Appeal from a judgment of the County Court of Sullivan County (Hanofee, J.), rendered October 31, 1985, convicting defendant upon his plea of guilty of the crime of attempted rape in the first degree.
In the presence of his assigned counsel and aided by an interpreter, defendant entered a plea of guilty to the crime of attempted rape in the first degree in full satisfaction of an indictment which charged him with attempted rape in the first degree, burglary in the first degree and criminal possession of a weapon in the fourth degree.
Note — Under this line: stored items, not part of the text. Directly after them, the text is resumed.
Issue #1425, opened 2016-07-15
Xml Documentation of VS SDK


smoothdeveloper:
We have VS SDK assemblies in those folders : 

https://github.com/fsprojects/VisualFSharpPowerTools/tree/master/lib/vs2015

it would be convenient to add the .xml so we have documentation while editing the code.

dungpa:
My suggestion is to move all these assemblies to NuGet packages and handle them via Paket https://www.nuget.org/profiles/VisualStudioExtensibility.

smoothdeveloper:
Ok, I'll do a PR for this.

smoothdeveloper:
I've been as far as having all projects to compile off the nuget packages, with all the separate version of VSSDK, although couldn't figure out the `Microsoft.TC.*` ones so those remain in the lib folder (as well as the native files).

Now the VSIX build still gives an error which I'm not able to figure out at this time.

dungpa:
The test assemblies (Microsoft.TC.*) are no longer used. They can be removed I think.
Native assemblies might come with SourceLink NuGet package though I'm not sure. They can stay there if we can't find them anywhere.

smoothdeveloper:
@dungpa TestUtilities project (which I assume is not really our code) doesn't compile without those. Our own VS test assembly depends on that project.

dungpa:
You can choose to remove the classes that use these references if it's easy; otherwise, just leave them intact in lib folder.  We don't use this piece of test functionalities at all.

PR #1437, opened 2016-07-16
VSSDK in paket.dependencies

smoothdeveloper:
attempt (almost complete!) to solve #1425

* make projects to compile against VS SDK nuget packages
* cleanup duplicate references in different groups (such as FAKE)
* reorganize all paket files contents

the vsix doesn't package itself due to weird errors that needs investigation


vasily-kirichenko:
Rebase it on master.

smoothdeveloper:
Ok, now all the "normal" compile time build failures are fixed on appveyor, only the vsix packaging is failing (same as what I'm seeing locally).

I wonder if someone with a bit more of experience with VSSDK could give it a quick look (don't spend hours) to see if this can be solved.

cc @jaredpar any idea how to diagnose this `Given type must derive from ITag`:

https://ci.appveyor.com/project/dungpa/visualfsharppowertools/build/2.6.0-a1607161349#L735

dungpa:
As the first step, you could:
 - merge `vssdklegacy` and `vssdk10` groups.
 - remove `vssdk11` and `vssdk12` groups completely by changing references to vssdk14.

This will simplify package management of VSSDK assemblies.

smoothdeveloper:
@dungpa are we dropping support for VS2013?

dungpa:
Although we compile for VS2015, binaries can still be used for VS2013.

smoothdeveloper:
Ok, I'm giving it another shot, I'm thinking, do we need a separate v2015 project if the SDK/VS doesn't have issue with code calling later part of SDK?

Say we develop feature for next release VS15, does that have to be in separate project?

smoothdeveloper:
Problem if I remove vssdk12 (and keep only vssdklegacy and a merged vssdk) is that I get obsolete feature warning (as error) at each usage of `SmartTag`.

I don't know how to suppress those wanrnings.

smoothdeveloper:
@dungpa @vasily-kirichenko this is green :)

I had to add 44 at the warning exclusion list though (Obsolete members), I hope we are ok with this.

paket.dependencies
```diff
@@ -1,35 +1,59 @@
...
+    nuget VSSDK.NavigateTo
+    nuget VSSDK.VSLangProj
+    
+    
+group vssdk
+    source http://nuget.org/api/v2
+    framework >= net45
+    
+    nuget Microsoft.VisualStudio.Editor
+    nuget Microsoft.VisualStudio.Language.Intellisense
```
jaredpar: Sorry not as familiar with Paket.  But one item here that stands out is the lack of version.  It's imperative that Visual Studio editor dependencies include version information.  The lack of versions + VS SDK installation + MSBuild resolution rules can easily lead to a project depending on a version of the VS editor binaries that it did not intend to.  Run into this many times myself. 

Can these be tied to a specific version of the binaries?  In particular i believe the editor ones should be 14.0.  


Due to the VS SDK installation + MSBuild resolution rules

src/FSharp.Editing.VisualStudio.v2015/FSharp.Editing.VisualStudio.v2015.fsproj
```diff
@@ -255,4 +211,212 @@
       </ItemGroup>
     </When>
   </Choose>
+  <Choose>
+    <When Condition="$(TargetFrameworkIdentifier) == '.NETFramework' And ($(TargetFrameworkVersion) == 'v4.5' Or $(TargetFrameworkVersion) == 'v4.5.1' Or $(TargetFrameworkVersion) == 'v4.5.2' Or $(TargetFrameworkVersion) == 'v4.5.3' Or $(TargetFrameworkVersion) == 'v4.6' Or $(TargetFrameworkVersion) == 'v4.6.1' Or $(TargetFrameworkVersion) == 'v4.6.2' Or $(TargetFrameworkVersion) == 'v4.6.3')">
+      <ItemGroup>
+        <Reference Include="Microsoft.VisualStudio.CoreUtility">
```
jaredpar: This is another case where it's important to have the full assembly name including version for VS editor dependencies.

paket.dependencies
smoothdeveloper: @jaredpar thanks for feedback!

You can see all versions in https://github.com/fsprojects/VisualFSharpPowerTools/blob/master/paket.lock

I think with the qualified paths (not based on assembly name resolution but actual path to the file) to the assemblies in *proj files it should pick up the correct versions right?

We actually simplified with input of @dungpa by having only vssdk14 (+ legacy for EnvDTE etc.) but I'm not sure yet it allows to run our extension in VS2013.

src/FSharp.Editing.VisualStudio.v2015/FSharp.Editing.VisualStudio.v2015.fsproj
smoothdeveloper: with the hintpath (and the file being present obviously) is there any chance msbuild would go somewhere else?

With the paket.lock file we have certitude of each package version, if we'd need several versions of one given nuget we'd put those in a different group (in paket parlance those are named set of direct dependencies) and they'll endup in different directories.

Here the group is `vssdk` and the file in hintpath is from this nuget package: `Microsoft.VisualStudio.CoreUtility (14.3.25407)`

paket.dependencies
jaredpar: @smoothdeveloper 

Again sorry about my Paket ignorance here.  But doesn't the lock file represent the result of a restore vs. specifying what packages are needed?  If so it seems that if a new version of these packages are uploaded then a restore could reference them and only change the lock file.  Is that correct?  

Basically I'm interested in what mechanism would stop the packages from silently upgrading to 15.0.  

> I think with the qualified paths (not based on assembly name resolution but actual path to the file) to the assemblies in *proj files it should pick up the correct versions right?

I'm not sure which value will take precedence in MSBuild: `HintPath` or values returned from the SDK.  I believe `HintPath` does take precedence today but I wouldn't bet on it, definitely wouldn't bet on it being true forever.

This is part of the reason I eventually switched to always using strongly named references for the VS editor binaries.  It allowed me to take MSBuild resolution out of the equation.  No matter what the rules are it will only succeed if it matches the exact assembly that I want :smile:

smoothdeveloper: > Again sorry about my Paket ignorance here. But doesn't the lock file represent the result of a restore vs. specifying what packages are needed?

no changes to paket.lock would only happen on `paket upgrade` or `paket install`, normal workflow (for someone building) invokes `paket restore` which will strictly abide to the `paket.lock` file (or fail if packages aren't available).

> Basically I'm interested in what mechanism would stop the packages from silently upgrading to 15.0.

the truth is in `paket.lock` and this file isn't touched unless someone invokes the `install` or `upgrade` commands, we can also specify `< 15` in `paket.dependencies` as well which will in turn avoid `install` or `upgrade` to look at eventual versions 15 or above.

> or values returned from the SDK.

Is it related to GAC? Is there any way to check that value?

>  I believe HintPath does take precedence today but I wouldn't bet on it, definitely wouldn't bet on it being true forever.

Is there a way to specify file reference in a more deterministic fashion? (fails if file not at location, no fallback).

> This is part of the reason I eventually switched to always using strongly named references for the VS editor binaries. It allowed me to take MSBuild resolution out of the equation. No matter what the rules are it will only succeed if it matches the exact assembly that I want :smile:

This is interesting, although it adds a lot of noise to the *proj files, also I think paket doesn't ever write the version in *proj files, I assume main reasons being:

* all versions are listed in sole `paket.lock` no need for redundant (and possibly mismatching) information
* code churn on project files
* assumption that assembly file reference would be determining which assembly ends up being referenced

jaredpar: > Is it related to GAC? Is there any way to check that value?

I don't believe so.  

> the truth is in paket.lock and this file isn't touched unless someone invokes the install or upgrade commands, we can also specify < 15 in paket.dependencies as well which will in turn avoid install or upgrade to look at eventual versions 15 or above.

I wish there was a stronger way to prevent this.  But if not then we just need to be very diligent about the contents of the lock file here.

smoothdeveloper: Thanks @jaredpar

> I wish there was a stronger way to prevent this.

This is merely preference of maintainer of this repository to not have a verbose `paket.depedencies` file, we could specify version constraints with nice constraint dsl supporting all the operators one would expect (you can see simple example: http://fsprojects.github.io/Paket/dependencies-file.html) and in any case the full resolution of locked dependencies are readable at all times, in a single place: in `paket.lock` (including transitive dependencies that we don't have to specify in `paket.dependencies`).

As you were explaining writing the qualified name in the *proj files is recommended in certain circumstances, I've open a feature request for paket: https://github.com/fsprojects/Paket/issues/1823 which will eventually add an option to have that behaviour, thanks a lot for your input!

The plea was bargained and further provided that defendant would receive an indeterminate prison sentence of 1 Vi to AV2 years. Defendant was sentenced accordingly.
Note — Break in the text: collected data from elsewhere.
PR #1443, opened 2016-07-17
Try to fix unit tests on Travis CI

dungpa:


tests/FSharp.Editing.Tests/TestHelpers.fs
```diff
@@ -78,35 +78,41 @@ module Collection =
 module LanguageServiceTestHelper =
     open Microsoft.FSharp.Compiler.SourceCodeServices
 
+    let references = 
+        [ yield typeof<System.Object>.Assembly.Location; // mscorlib
```
smoothdeveloper: Good approach :)

maybe refactor to a `Type list |> getAssemblyLocation`?

build.fsx
```diff
@@ -303,6 +303,11 @@ Target "TravisCI" (fun _ ->
   ]
   |> MSBuildRelease "" "Rebuild"
   |> ignore
+  
+  let additionalFiles =
```
smoothdeveloper: I think a comment on reason (name of tests that would fail?) would be great.

dungpa: I will. Th whole thing is trial and error for now.

smoothdeveloper: Yes sorry, it should be obvious. I can help running / debugging that stuff on mac at some point.

Thanks for giving a hand!

tests/FSharp.Editing.Tests/GoToDefinitionTests.fs
```diff
@@ -51,7 +51,13 @@ let tryGenerateDefinitionFromPos caretPos src =
...
         let! parseTree = parseResults.ParseTree
         let getXmlDocBySignature = 
-            let xmlFile = symbolUse.Symbol.Assembly.FileName |> Option.map (fun fileName -> Path.ChangeExtension(fileName, ".xml"))
+            let xmlFile = 
+                symbolUse.Symbol.Assembly.FileName 
+                |> Option.map (fun fileName -> 
+                    if fileName.EndsWith "mscorlib.dll" then 
+                        Path.Combine(__SOURCE_DIRECTORY__, "../../lib/mscorlib.xml")
+                    else
+                        Path.ChangeExtension(fileName, ".xml"))
```
cloudRoutine: we may need to check for upper case path extensions [like how FSAC does](https://github.com/fsharp/FsAutoComplete/blob/master/src/FsAutoComplete.Core/TipFormatter.fs#L54-L67) due to linux's case sensitive paths.

tests/FSharp.Editing.Tests/GoToDefinitionTests.fs
```diff
@@ -260,7 +260,7 @@ type Console =
     static member Beep : unit -> unit
 """
 
-[<Test>]
+[<Test; Ignore "Need extra xml files on Travis">]
```
smoothdeveloper: @dungpa do we want to do Assert.Inconclusive instead? This would enable to keep the test runing and be either green or ignored.

We could also use Inconclusive only when we are running through Travis so it would still catch regressions on AppVeyor.

tests/FSharp.Editing.Tests/GoToDefinitionTests.fs
dungpa: That's a good idea. Thanks.

tests/FSharp.Editing.Tests/GoToDefinitionTests.fs
dungpa: I think those tests should be in a separate category and should be ignored on Travis.

dungpa:
@smoothdeveloper Could you take a look at these failing tests related to LoadDirective https://travis-ci.org/fsprojects/VisualFSharpPowerTools/builds/145691414#L1301-L1308?

dungpa:
Down to 8 failing tests. We're close.

cloudRoutine:
When I use goto def on F# list in VS I get 
```fsharp
namespace Microsoft.FSharp.Collections

open Microsoft.FSharp.Collections

/// The type of immutable singly-linked lists.
[<DefaultAugmentation(false)>]
[<StructuralEquality>]
[<StructuralComparison>]
[<CompiledName("FSharpList`1")>]
type List<'T> =
    | ( [] )
    | ( :: ) of Head: 'T * Tail: 'T list
    interface System.Collections.IEnumerable
    interface System.Collections.Generic.IEnumerable<'T>
    /// Gets a slice of the list, the elements of the list from the given start index to the given end index.
    /// startIndex: The start index.
    /// endIndex: The end index.
    member GetSlice : startIndex:int option * endIndex:int option -> 'T list
    /// Gets the first element of the list
    member Head : 'T
    /// Gets a value indicating if the list contains no entries
    member IsEmpty : bool
    /// Gets the element of the list at the given position.
    /// index: The index.
    member Item : 'T
    /// Gets the number of items contained in the list
    member Length : int
    /// Gets the tail of the list, which is a list containing all the elements of the list, excluding the first element
    member Tail : 'T list
    /// Returns a list with head as its first element and tail as its subsequent elements
    /// head: A new head value for the list.
    /// tail: The existing list.
    static member Cons : head:'T * tail:'T list -> 'T list
    /// Returns an empty list of a particular type
    static member Empty : 'T list
```
which doesn't match the hard coded expected result. 
I think the issue here is that Appveyor is using F# 3.1 and Travis is using F# 4.0

cloudRoutine:
It seems like this also applies to the `go to metadata from module and module function`, I bet this is the pervasive issue for the remaining failing tests.

VS generated metadata -
```fsharp
/// Basic operations on options.
[<CompilationRepresentation(enum<CompilationRepresentationFlags> (4))>]
module Microsoft.FSharp.Core.Option
open System

/// Returns true if the option is not None.
/// option: The input option.
val isSome : option:'T option -> bool
/// Returns true if the option is None.
/// option: The input option.
val isNone : option:'T option -> bool
/// Gets the value associated with the option.
/// option: The input option.
val get : option:'T option -> 'T
/// count inp evaluates to match inp with None -> 0 | Some _ -> 1.
/// option: The input option.
val count : option:'T option -> int
/// fold f s inp evaluates to match inp with None -> s | Some x -> f s x.
/// folder: A function to update the state data when given a value from an option.
/// state: The initial state.
/// option: The input option.
val fold : folder:('State -> 'T -> 'State) -> state:'State -> option:'T option -> 'State
/// fold f inp s evaluates to match inp with None -> s | Some x -> f x s.
/// folder: A function to update the state data when given a value from an option.
/// option: The input option.
/// state: The initial state.
val foldBack : folder:('T -> 'State -> 'State) -> option:'T option -> state:'State -> 'State
/// exists p inp evaluates to match inp with None -> false | Some x -> p x.
/// predicate: A function that evaluates to a boolean when given a value from the option type.
/// option: The input option.
val exists : predicate:('T -> bool) -> option:'T option -> bool
/// forall p inp evaluates to match inp with None -> true | Some x -> p x.
/// predicate: A function that evaluates to a boolean when given a value from the option type.
/// option: The input option.
val forall : predicate:('T -> bool) -> option:'T option -> bool
/// iter f inp executes match inp with None -> () | Some x -> f x.
/// action: A function to apply to the option value.
/// option: The input option.
val iter : action:('T -> unit) -> option:'T option -> unit
/// map f inp evaluates to match inp with None -> None | Some x -> Some (f x).
/// mapping: A function to apply to the option value.
/// option: The input option.
val map : mapping:('T -> 'U) -> option:'T option -> 'U option
/// bind f inp evaluates to match inp with None -> None | Some x -> f x
/// binder: A function that takes the value of type T from an option and transforms it into an option containing a value of type U.
/// option: The input option.
val bind : binder:('T -> 'U option) -> option:'T option -> 'U option
/// filter f inp evaluates to match inp with None -> None | Some x -> if f x then Some x else None.
/// predicate: A function that evaluates whether the value contained in the option should remain, or be filtered out.
/// option: The input option.
val filter : predicate:('T -> bool) -> option:'T option -> 'T option
/// Convert the option to an array of length 0 or 1.
/// option: The input option.
val toArray : option:'T option -> 'T []
/// Convert the option to a list of length 0 or 1.
/// option: The input option.
val toList : option:'T option -> 'T list
/// Convert the option to a Nullable value.
/// option: The input option.
val toNullable : option:'T option -> Nullable<'T> when 'T : (new : unit -> 'T) and 'T : struct and 'T :> ValueType
/// Convert a Nullable value to an option.
/// value: The input nullable value.
val ofNullable : value:Nullable<'T> -> 'T option when 'T : (new : unit -> 'T) and 'T : struct and 'T :> ValueType
/// Convert a potentially null value to an option.
/// value: The input value.
val ofObj : value:'T -> 'T option when 'T : null
/// Convert an option to a potentially null value.
/// value: The input value.
val toObj : value:'T option -> 'T when 'T : null
```

cloudRoutine:
appveyor is failing due to the metadata strings being generated with platform specific (windows `\r\n`) newlines

cloudRoutine:
@dungpa  you have the right directory for `mscorlib` on mono for the Travis build, but none of the xml files are stored in that dir. They have their own weird approach to documentation and I'm not sure there's an easy way to get the xml files we're looking for.  I've been asking around and trying to find a viable solution, but haven't had any luck. I've haven't checked the monodevelop codebase yet, but the answer may be tucked away in that src.

dungpa:
Both AppVeyor and Travis are green now (The failing test is not related.).

vasily-kirichenko:
it was easy ;)

PR #1455, opened 2016-07-23
use nuget packages instead of ...

smoothdeveloper:
... GAC assemblies for few references in TestUtilities.csproj, I have no clue where the remaining ones on nuget.


cloudRoutine:
LGTM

On this appeal defendant argues that his conviction should be reversed in the interest of justice because the plea was not knowingly and intelligently made since defendant had a minimal understanding of the plea allocution due to his language difficulty. As an alternative claim, defendant urges that his conviction be modified to a lesser offense.
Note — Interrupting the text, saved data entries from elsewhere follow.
PR #1458, opened 2016-08-01
cleanup project files

cloudRoutine:
- fix root namespaces and project names
- auto update doc files with assembly name changes

### DIFF
--- a/src/FSharp.Editing.VisualStudio.v2015/FSharp.Editing.VisualStudio.v2015.fsproj
+++ b/src/FSharp.Editing.VisualStudio.v2015/FSharp.Editing.VisualStudio.v2015.fsproj
@@ -7,25 +7,22 @@
     <SchemaVersion>2.0</SchemaVersion>
     <ProjectGuid>bb0c6f01-5e57-4575-a498-5de850d9fa6c</ProjectGuid>
     <OutputType>Library</OutputType>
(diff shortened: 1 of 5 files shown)


src/FSharp.Editing.VisualStudio.v2015/FSharp.Editing.VisualStudio.v2015.fsproj
```diff
@@ -7,25 +7,22 @@
...
-    <ReferencePath>
-    </ReferencePath>
   </PropertyGroup>
   <PropertyGroup Condition=" '$(Configuration)|$(Platform)' == 'Debug|AnyCPU' ">
     <DebugSymbols>true</DebugSymbols>
     <DebugType>full</DebugType>
     <Optimize>false</Optimize>
     <Tailcalls>false</Tailcalls>
-    <OutputPath>bin\Debug\</OutputPath>
+    <OutputPath>bin\$(Configuration)</OutputPath>
```
smoothdeveloper: those can be moved out of this propertygroup to the previous to remove duplication, same for the release one.

cloudRoutine: I purposefully didn't do that because I'm going to try some experiments with different configurations and I'd end up adding these lines back in.

PR #1472, opened 2016-10-17
Update FCS to v.8 and all the packages as well

vasily-kirichenko:
Fantomas must be updated to use FCS 8 as well, so it should not be merged until https://github.com/dungpa/fantomas/issues/203 is closed and Fantomas version referenced in this PR updated, too.


vasily-kirichenko:
I updated Fantomas, formatting works in tests and reality.

FSharpLint does not work neither in tests nor in IDE.

PR #1480, opened 2016-10-31
Revert "Fixes to make sure that VFPT color scheme updates properly when VS theme is changed"

surban:
Please revert for now, I will look for a proper fix when I have time.


vasily-kirichenko:
Thanks!

PR #1493, opened 2017-01-06
Clarify 'unused identifier' rules in FAQ

piers7:
I didn't understand this when I read this originally, and the penny didn't drop till I read the original issue discussion. I've reworded the relevant section in the FAQ to hopefully make it clearer.


vasily-kirichenko:
Thanks for this, but this project is deprecated and all the work is being moved to Visual F# Tools repository (as readme.md states (in a rather large font :), btw). Please, post requests and bug reports there (VS 2017 only, the earlier versions are not supported actually because the IDE part has been rewritten with Roslyn API).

Defendant’s claim that his guilty plea should not have been accepted does not present a question of law for our review since he failed to move to withdraw his plea before sentencing or to move to vacate his judgment of conviction (see, People v Bell, 47 NY2d 839, 840). Furthermore, in our view, the plea was knowingly and intelligently made by a sufficient allocution through defendant’s interpreter and with the full knowledge and consent of his attorney (see, People v Lattmen, 101 AD2d 662). The plea bargain was not unfair, but on the contrary, was beneficial to defendant. Defendant’s claim that the interest of justice requires reversal or modification of his conviction is rejected.
Judgment affirmed. Mahoney, P. J., Casey, Mikoll, Yesawich, Jr., and Levine, JJ., concur.